In early 1995 I gave up the idea of becoming a multimedia producer - mainly because it didn't exist yet - and when Apple dropped the price of their digital camera by 50 percent, I grabbed one and started to shoot. Those were the glorious days before megapixels.
I chose that year's book salon in Paris for my first reportage. I saw the posters for it on the way to buy the camera, at a place that closed for noon. After they fed they opened up the new shipment and discovered that they indeed had the cameras advertised. Just amazing!
Online that night I found a Web site to take my reportage. Then I went around taking photos - testing the thing - and whaddya know? - it worked. Yeah, well, really cheesy, tiny, blurry, full auto everything, push the button and it held eight shots in its miniscule onboard memory. I was ready to roll on to fame and fortune.
On that day, Friday March 17, 1995, I rode over to Paris Expo from my distant suburb and covered the book salon, which features everything about the French publishing world. I got six kilos of brochures and nicknacks and my eight photos and headed back to the outer boonies.
Did I say it was Saint Patrick's Day? Did I say my wife was Irish? Did I say she invited all the Irish she knew, all the wannabe Irish, the pretenders, and all the outright lushes?

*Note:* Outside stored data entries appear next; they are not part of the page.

PR #78, opened 2016-04-29
m_con_throttle

Adam-:


2.0/m_con_throttle.cpp
```diff
@@ -0,0 +1,127 @@
...
+
+		Throttle*& throttle = throttles[client->addr()];
+		if (throttle != NULL && ServerInstance->Time() - throttle->last_attempt < throttle_time)
+		{
+			if (throttle->con_count >= throttle_num)
+			{
+				if (sock->bind_tag->getString("ssl").empty())
+				{
+					const char err[] = "ERROR :Trying to reconnect too fast.\r\n";
+					send(fd, err, sizeof(err) - 1, 0);
```
SaberUK: You should use `ServerInstance->SE->Send` here.

Adam-: There is no eventhandler object here

2.0/m_con_throttle.cpp
```diff
@@ -0,0 +1,127 @@
...
+
+/* $ModAuthor: Adam */
+/* $ModAuthorMail: Adam@anope.org */
+/* $ModDesc: Incoming connection throttle */
+/* $ModDepends: core 2.0 */
+
+class Throttle
+{
+ public:
+	int con_count;
```
attilamolnar: Should be an `unsigned int`

2.0/m_con_throttle.cpp
```diff
@@ -0,0 +1,127 @@
...
+};
+
+class ModuleConnThrottle : public Module
+{
+	typedef nspace::hash_map<std::string, Throttle*> throttle_hash;
+
+	throttle_hash throttles;
+
+	int throttle_num;
+	int throttle_time;
```
attilamolnar: Unsigned

2.0/m_con_throttle.cpp
```diff
@@ -0,0 +1,127 @@
...
+ public:
+	int con_count;
+	time_t last_attempt;
+
+	Throttle() : con_count(0), last_attempt(0) { }
+};
+
+class ModuleConnThrottle : public Module
+{
+	typedef nspace::hash_map<std::string, Throttle*> throttle_hash;
```
attilamolnar: Why are Throttle objects allocated separately?

attilamolnar:
Module name should begin with `m_conn` because of the existing m_conn_join, m_conn_umodes and m_conn_waitpong modules being named that way.

SaberUK:
Renamed and committed in 49387ff.

PR #83, opened 2016-07-09
Fix syntax notice in m_require_auth

MuffinMedic:
As with g-line, syntax should be in `[user@host]`, not `<nick>`

### DIFF
--- a/2.0/m_require_auth.cpp
+++ b/2.0/m_require_auth.cpp
@@ -144,7 +144,7 @@ class CommandGALine: public Command
 		: Command(c, linetype+"LINE", 1, 3)
 	{
 		flags_needed = 'o';
-		this->syntax = "<nick> [<duration> :<reason>]";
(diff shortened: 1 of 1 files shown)


SaberUK:
Why change to square brackets? They imply the parameter is optional when it is not.

MuffinMedic:
@SaberUK Kept the same syntax as `/gline` for consistency. No objections to it being changed but it should be changed across all similar commands. gline/zline/eline/etc... Currently they all have brackets around the user identifier.

SaberUK:
GLINE uses 

```cpp
syntax = "<ident@host> [<duration> :<reason>]";
```

MuffinMedic:
@SaberUK Sorry about that, I was looking at `helpop`, not the actual `/gline` output. I've update the pull request accordingly.

attilamolnar:
Please squash this into a single commit

attilamolnar:
Thanks, merged.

I guess I must have forgotten, just like I did in 1995.
I served drinks. I passed around peanuts and crackers. I opened beers and poured wines. I was useful. I even got out the new digital camera and took some shots of folks who were too plastered to care how plastered they looked. They even loved the photos - same day photos of themselves, plastered. If they don't remember I probably still have them.
Some folks passed out. The polite way to put it, is they became overtired. Saint Patrick's after all. So there I was, with 35 dirty glasses and peanut plates, ashtrays fulla butts, wads of confetti and fading shamrocks, you know one-thirty going for two am, when I got to do the book salon photos and write my report. A job is a job I thought and got to it.

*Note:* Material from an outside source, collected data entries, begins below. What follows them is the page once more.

PR #64, opened 2015-05-15
Backport m_opmoderated.cpp (cmode +U) from 2.1

GLolol:
Tested working. I imported the changes from my [own repository](https://github.com/OVERdrive-IRC/inspircd-modules/commits/master) as a squash merge, which includes the following:
- OVERdrive-IRC/inspircd-modules@c624c09 Change extban from `U:` to `u:` to prevent conflicts with m_services_account
- OVERdrive-IRC/inspircd-modules@1527108 Quick fixes so that the module compiles on InspIRCd 2.0

PR #87, opened 2016-09-06
Added m_joinpartspam: chmode to ban joinpart spammers.

genius3000:
This adds channel mode +U with a 'cycles:sec' parameter. A cycle is counted as a successful join to the channel. Upon reaching the limit, the next attempted join (prior to the time reset) results in a WildHost ban and denying the join.

I'm using a mask of 'user@host' instead of 'User*' for tracking so a user is still caught after a quit, connect, and join. Not using the nickname in the mask so it's not so easily bypassed.

### DIFF
--- a/2.0/m_joinpartspam.cpp
+++ b/2.0/m_joinpartspam.cpp
@@ -1,0 +1,243 @@
+/*
+ * InspIRCd -- Internet Relay Chat Daemon
+ *
+ *   Copyright (C) 2016 genius3000 <genius3000@g3k.solutions>
+ *
+ * This file is a module for InspIRCd.  InspIRCd is free software: you can
+ * redistribute it and/or modify it under the terms of the GNU General Public
+ * License as published by the Free Software Foundation, version 2.
+ *
+ * This program is distributed in the hope that it will be useful, but WITHOUT
+ * ANY WARRANTY; without even the implied warranty of MERCHANTABILITY or FITNESS
+ * FOR A PARTICULAR PURPOSE.  See the GNU General Public License for more
+ * details.
+ *
+ * You should have received a copy of the GNU General Public License
+ * along with this program.  If not, see <http://www.gnu.org/licenses/>.
+ */
+
+#include "inspircd.h"
+
+/* $ModDesc: Adds channel mode +V to ban a user after x per y joins and parts/quits (join/part spam) */
+/* $ModAuthor: genius3000 */
+/* $ModAuthorMail: genius3000@g3k.solutions */
+/* $ModDepends: core 2.0 */
+
+/* Special thanks to Attila for the patience and guidance in
+ * fixing up some of my initial, poor methods.
+ */
+
+class joinpartspamsettings
+{
+ public:
+	unsigned int cycles;
+	unsigned int secs;
+	time_t lastcleanup;
+
+	struct Tracking
+	{
+		time_t reset;
+		unsigned int counter;
+		Tracking() : reset(0), counter(0) { }
+	};
+	std::map<std::string, Tracking> cycler;
+
+	joinpartspamsettings(unsigned int c, unsigned int s)
+		: cycles(c), secs(s), lastcleanup(ServerInstance->Time()) { }
+
+	/* Called by PostJoin to possibly reset a cycler's Tracking and increment the counter */
+	void addcycle(const std::string& mask)
+	{
+		/* If mask isn't already tracked, set reset time
+		 * If tracked and reset time is up, reset counter and reset time
+		 * Also assume another server denied join and set ban, with a user removing
+		 * the ban if counter >= cycles, reset counter and reset time
+		 */
+		Tracking& tracking = cycler[mask];
+
+		if (tracking.reset == 0)
+			tracking.reset = ServerInstance->Time() + secs;
+		else if (ServerInstance->Time() > tracking.reset || tracking.counter >= cycles)
+		{
+			tracking.counter = 0;
+			tracking.reset = ServerInstance->Time() + secs;
+		}
+
+		++tracking.counter;
+
+		this->cleanup();
+	}
+
+	/* Called by PreJoin to check if a cycler's counter exceeds the set cycles,
+	 * Will first clear a cycler if their reset time is up
+	 */
+	bool zapme(const std::string& mask)
+	{
+		/* Only check reset time and counter if they are already tracked as a cycler */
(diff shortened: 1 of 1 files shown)


GLolol:
Cmode +U conflicts with #64 :(

Techman-:
Network ops still have the ability to pick and choose what modules to use :)

Configurable modechar would be good.

genius3000:
I just had a look through helpop and went with an available letter. Could try find another one.
It is easy to change, just one spot in the code (other than comments).

genius3000:
Updated this with a few code style fixes and changed to chmode V. I know that could conflict with customprefix->Half voice, but I've never seen that used.

2.0/m_joinpartspam.cpp
```diff
@@ -0,0 +1,226 @@
...
+	void cleanup()
+	{
+		/* 10 minutes should be a reasonable wait time */
+		if (ServerInstance->Time() - lastcleanup < 600)
+			return;
+
+		for (std::map<std::string, time_t>::iterator i = resets.begin(); i != resets.end(); i++)
+		{
+			if (ServerInstance->Time() > resets[i->first])
+				this->clear(i->first);
```
attilamolnar: This call invalidates the iterator, if the entry needs to be removed ++ the iterator before calling the function

2.0/m_joinpartspam.cpp
```diff
@@ -0,0 +1,231 @@
...
+	time_t lastcleanup;
+
+	struct Tracking
+	{
+		time_t reset;
+		unsigned int counter;
+	};
+	std::map<std::string, Tracking> cycler;
+
+	joinpartspamsettings(int c, int s) : cycles(c), secs(s)
```
attilamolnar: These parameters should be `unsigned int`.

2.0/m_joinpartspam.cpp
```diff
@@ -0,0 +1,231 @@
...
+		 */
+		if (cycler.count(mask) != 1)
+			cycler[mask].reset = ServerInstance->Time() + secs;
+		else if (ServerInstance->Time() > cycler[mask].reset || cycler[mask].counter >= cycles)
+		{
+			cycler[mask].counter = 0;
+			cycler[mask].reset = ServerInstance->Time() + secs;
+		}
+
+		++cycler[mask].counter;
```
attilamolnar: Each `cycler[mask]` causes a map lookup which is wasteful because you are only interacting with the same element throughout the method. To improve this, do something like:
`Tracking& tracking = cycler[mask];`
then replace `cycler[mask]` with `tracking` in the rest of the method.

2.0/m_joinpartspam.cpp
```diff
@@ -0,0 +1,231 @@
...
+/* $ModAuthor: genius3000 */
+/* $ModAuthorMail: genius3000@g3k.solutions */
+/* $ModDepends: core 2.0 */
+
+class joinpartspamsettings
+{
+ public:
+	unsigned int cycles;
+	unsigned int secs;
+	time_t lastcleanup;
```
attilamolnar: This must be given a value before line 88 checks it. As I understand the initial value has to pass the check on that line for the code to work as intended.

2.0/m_joinpartspam.cpp
```diff
@@ -0,0 +1,231 @@
...
+		{
+			if (ServerInstance->Time() > cycler[mask].reset)
+				cycler.erase(mask);
+			else if (cycler[mask].counter >= cycles)
+			{
+				cycler.erase(mask);
+				return true;
+			}
+		}
+		return false;
```
attilamolnar: What you can do here to avoid repeated map lookups is to use the `find()` map method like this:

```c++
std::map<std::string, Tracking>::iterator it = cycler.find(mask);
if (it == cycler.end()) // 'mask' is not in the map
    return false;
Tracking& tracking = it->second;

// Rest of the code
if (ServerInstance->Time() > tracking.reset)
 ...
```

2.0/m_joinpartspam.cpp
```diff
@@ -0,0 +1,231 @@
...
+	}
+
+	/* Clear expired entries of non cyclers */
+	void cleanup()
+	{
+		/* 10 minutes should be a reasonable wait time */
+		if (ServerInstance->Time() - lastcleanup < 600)
+			return;
+
+		for (std::map<std::string, Tracking>::iterator i = cycler.begin(); i != cycler.end(); )
```
attilamolnar: The same thing applies for `cycler[mask]` and `erase(key)` as above, they must find the element in the map but you already know where it is.
There's existing code showing how to do this more efficiently: https://github.com/inspircd/inspircd/blob/master/src/coremods/core_dns.cpp#L658-L665
That way, no extra strings get created and extra map lookups don't occur.

genius3000:
@attilamolnar how's this looking now?

attilamolnar:
@genius3000 Code-wise looks ok. I see it is storing the ident along with the host. Do you intend it to work this way?

2.0/m_joinpartspam.cpp
```diff
@@ -0,0 +1,243 @@
...
+			const std::string& mask(user->MakeHost());
+			if (jpss->zapme(mask))
+			{
+				std::vector<std::string> parameters;
+				parameters.push_back(chan->name);
+				parameters.push_back("+b");
+				parameters.push_back(user->MakeWildHost());
+				ServerInstance->SendGlobalMode(parameters, ServerInstance->FakeClient);
+
+				user->WriteNumeric(474, "%s %s :Channel JoinPart Spam triggered (limit is %u cycles in %u secs)", user->nick.c_str(), chan->name.c_str(), jpss->cycles, jpss->secs);
```
attilamolnar: Can you reword this to say "join/part spam" to look more natutal instead of "JoinPart Spam"?

genius3000:
@attilamolnar yes, I intended the use of ident@host; Figured host may be too broad, and using nickname as well is too specific/bypassed.
I'll change the wording in the three Numerics, that does look better.
Good to squash the commits down to just one then as well?

attilamolnar:
Ok.

> Good to squash the commits down to just one then as well?

Yeah please do

genius3000:
@atillamolnar Alright, squashed down to the one commit. Thank you very much for all the assistance.

attilamolnar:
Thanks for your contribution!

The photos had been transferred to the computer's hard disk. The Saint Patrick photos were there too, ready to be used for blackmail. The book salon photos - opened - totally black. What? Like tar. What?
Photoshop to the rescue. You take a photo, looks like tar, and you bend it as far as it will go, until just before it begins to look like three-week old guacamole with lumpy sand in it. Sometimes I went too far and had to start over. It took hours. Four o'clock came and went. I got three or four photos, finally, looking like they were taken with a Brownie with the film in backwards, except they were worse.
That's when I started writing. My report. Followed by the book salon program, three or four days of it, special events, authors appearing, just endless and spelling the damn names correctly harder and harder. Finally, I boosted it all off to California and went to bed about six-thirty just as the local birds began their breakfast tweets.
Now today, Saint Paddy's again, there I was on Fifth Avenue behind the police barricades, looking for a good spot after all the first row seats were taken. It wasn't raining, forecast for sun, best day of the week, and the only sour ointment flying around was the wind pumping out of freezing Central Park, to slot into the funnel formed by Fifth Avenue. Ohhh, lordy my little fingers!
I took refuge in the Apple Store. A clean, well-lit place, underground, full of intent kids playing with iPods and AirBooks, totally ignoring the Paddys passing above ground, their skirts flying in the wind.